Molecular editing and optimization require iterative property improvement while preserving chemical validity and structural similarity. This work formalizes the task as an embodied agent reinforcement learning problem—the first such formulation—and introduces a two-stage RL training framework. Within this framework, a large language model (LLM) agent collaborates with domain-specific chemical tools—including validity checkers, LogP/solubility predictors, and Tanimoto similarity calculators—to close a “reasoning–tool invocation–optimization” loop. The approach enables interpretable, iterative exploration of chemical space. Our MolEditAgent-7B achieves 100%, 95%, and 98% chemical validity for atom addition, deletion, and substitution edits, respectively. MolOptAgent-7B outperforms Claude 3.7 in LogP optimization and demonstrates balanced performance across multi-objective tasks (e.g., aqueous solubility). These results establish a new paradigm for LLM-driven, tool-augmented molecular design.

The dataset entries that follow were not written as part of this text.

PR #205, opened 2021-01-09
Backport KOReader support for reMarkable 2

matteodelabre:
This patch contains the changes from koreader/koreader#6992, koreader/koreader#7066, and koreader/koreader#7065, which add support for reMarkable 2. They are expected to land in the future 2021.01 release.

### DIFF
--- a/package/koreader/package
+++ b/package/koreader/package
@@ -24,6 +24,7 @@ sha256sums=(
 
 prepare() {
     patch -p1 -d"$srcdir" < "$srcdir"/rm2-support.patch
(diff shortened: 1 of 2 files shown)


matteodelabre:
Confirmed that it does not break support for rM1. Needs testing with rM2.

raisjn (dismissed):
tested on rM2, looks good. i noticed the rm2-support.patch file stays in /opt/koreader (which is fine)

matteodelabre:
Good catch. Easy enough to fix. Thanks for testing!

raisjn (approved):

PR #206, opened 2021-01-09
[build] only keep new packages, useful for PRs

raisjn:
this will keep PR artifact size down

### DIFF
--- a/.github/workflows/pr.yml
+++ b/.github/workflows/pr.yml
@@ -49,7 +49,7 @@ jobs:
             - name: Install missing tools
               run: sudo apt-get install bsdtar tree
             - name: Build packages
-              run: make repo
+              run: make repo-new
             - name: Save the build output
               uses: actions/upload-artifact@v2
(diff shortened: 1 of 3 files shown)


raisjn:
notice that the artifact is only 21kb here (because there are no new packages in this PR)

i tested in my fork by bumping a sub-package in rmkit and the artifact contained only that sub-package. 

i feel that the deletion of the file could be handled better (or use a web request that just asks for the size of the file instead of downloading the whole thing when in $onlynew mode)

matteodelabre (dismissed):
This looks good. I added some small formatting fixes. You’re right that the deletion part could be improved, but as you may have seen while working with the `repo-build` script, we’re reaching the limits of expressivity of the Bash language IMO. I’m currently in the process of rewriting it to Python, which should make it a bit more readable and allow us to improve the deletion logic. In the meantime I think we can merge this.

matteodelabre (approved):

PR #208, opened 2021-01-10
[issue->pr] how-to-enable says to disable shutdown.target

### LINKED ISSUE #207: how-to-enable says to disable shutdown.target
image

We should probably filter out anything that isn't a *.service file.

LinusCDE:
Continuation of issue #207.

Fix by ignoring all conflicts that are not ending in ".service".

Should we filter in the `get-conflicts()` function instead? The docs of the function don't deny it returning non-service files.

### DIFF
--- a/scripts/install-lib
+++ b/scripts/install-lib
@@ -48,7 +48,7 @@ get-conflicts() {
 # Commands to run to achieve the desired result
 how-to-enable() {
     for conflict in $(get-conflicts "$1"); do
-        if is-enabled "$conflict"; then
+        if is-enabled "$conflict" && echo "$conflict" | grep -q '\.service$'; then
             echo "$ systemctl disable --now ${conflict/.service/}"
         fi
     done
--- a/scripts/install-lib
+++ b/scripts/install-lib
@@ -34,7 +34,7 @@ is-enabled() {
 # List of conflicting units
 get-conflicts() {
     systemctl show "$1" | awk -F'=' '/^Conflicts=/{print $2}' \
-        | awk 'BEGIN { ORS=" " }; { for(i = 1; i <= NF; i++) if($i != "shutdown.target") print $i }'
+        |  sed 's|\bshutdown.target\b||'
 }
 
 # Print instructions about how to enable a given systemd service and disable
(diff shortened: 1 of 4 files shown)


Eeems:
@matteodelabre Should probably weigh in on this. I'm not completely sure how we want to handle them either.

matteodelabre:
Good catch. Looking in the systemd manual, it seems that `shutdown.target` is the only conflict which is automatically added to the list of conflicts of all services by systemd itself (see <https://www.freedesktop.org/software/systemd/man/systemd.service.html#Automatic%20Dependencies>). So I think we can simply filter out `shutdown.target` from `get-conflicts()`’s output.

LinusCDE:
> Good catch. Looking in the systemd manual, it seems that `shutdown.target` is the only conflict which is automatically added to the list of conflicts of all services by systemd itself (see https://www.freedesktop.org/software/systemd/man/systemd.service.html#Automatic%20Dependencies). So I think we can simply filter out `shutdown.target` from `get-conflicts()`’s output.

Done. Probably just review and merge now.

scripts/install-lib
```diff
@@ -33,7 +33,8 @@ is-enabled() {
 #
 # List of conflicting units
 get-conflicts() {
-    systemctl show "$1" | awk -F'=' '/^Conflicts=/{print $2}'
+    systemctl show "$1" | awk -F'=' '/^Conflicts=/{print $2}' \
+        | awk 'BEGIN { ORS=" " }; { for(i = 1; i <= NF; i++) if($i != "shutdown.target") print $i }'
```
Eeems:
```suggestion
        |  sed 's|\bshutdown.target\b||'
```

LinusCDE: Didn't think that sed could do it in the sense of not interrupting a space separated list. If that works as well, I'm all for the change. Please review this as I'm blindly committing that from my phone (pc is shut down for today).

LinusCDE: Just testee it and, as guessed, it keeps both spaces where the shutdown.target was supposed to be.

Not the cleanest, but our purpose of looping over it doesn't care about it.

Basically the change would turn `a b shutdown.target c` into `a b  c` (two spaces between b and c) instead of `a b c` with awk.

matteodelabre (dismissed):
Looks good. I added a note about why we need to filter out `shutdown.target`.

matteodelabre (approved):
Just realized that we also need to bump the versions of the packages using this function.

Molecular editing and optimization are multi-step problems that require iteratively improving properties while keeping molecules chemically valid and structurally similar. We frame both tasks as sequential, tool-guided decisions and introduce MolAct, an agentic reinforcement learning framework that employs a two-stage training paradigm: first building editing capability, then optimizing properties while reusing the learned editing behaviors. To the best of our knowledge, this is the first work to formalize molecular design as an Agentic Reinforcement Learning problem, where an LLM agent learns to interleave reasoning, tool-use, and molecular optimization. The framework enables agents to interact in multiple turns, invoking chemical tools for validity checking, property assessment, and similarity control, and leverages their feedback to refine subsequent edits. We instantiate the MolAct framework to train two model families: MolEditAgent for molecular editing tasks and MolOptAgent for molecular optimization tasks. In molecular editing, MolEditAgent-7B delivers 100, 95, and 98 valid add, delete, and substitute edits, outperforming strong closed "thinking" baselines such as DeepSeek-R1; MolEditAgent-3B approaches the performance of much larger open "thinking" models like Qwen3-32B-think. In molecular optimization, MolOptAgent-7B (trained on MolEditAgent-7B) surpasses the best closed "thinking" baseline (e.g., Claude 3.7) on LogP and remains competitive on solubility, while maintaining balanced performance across other objectives. These results highlight that treating molecular design as a multi-step, tool-augmented process is key to reliable and interpretable improvements.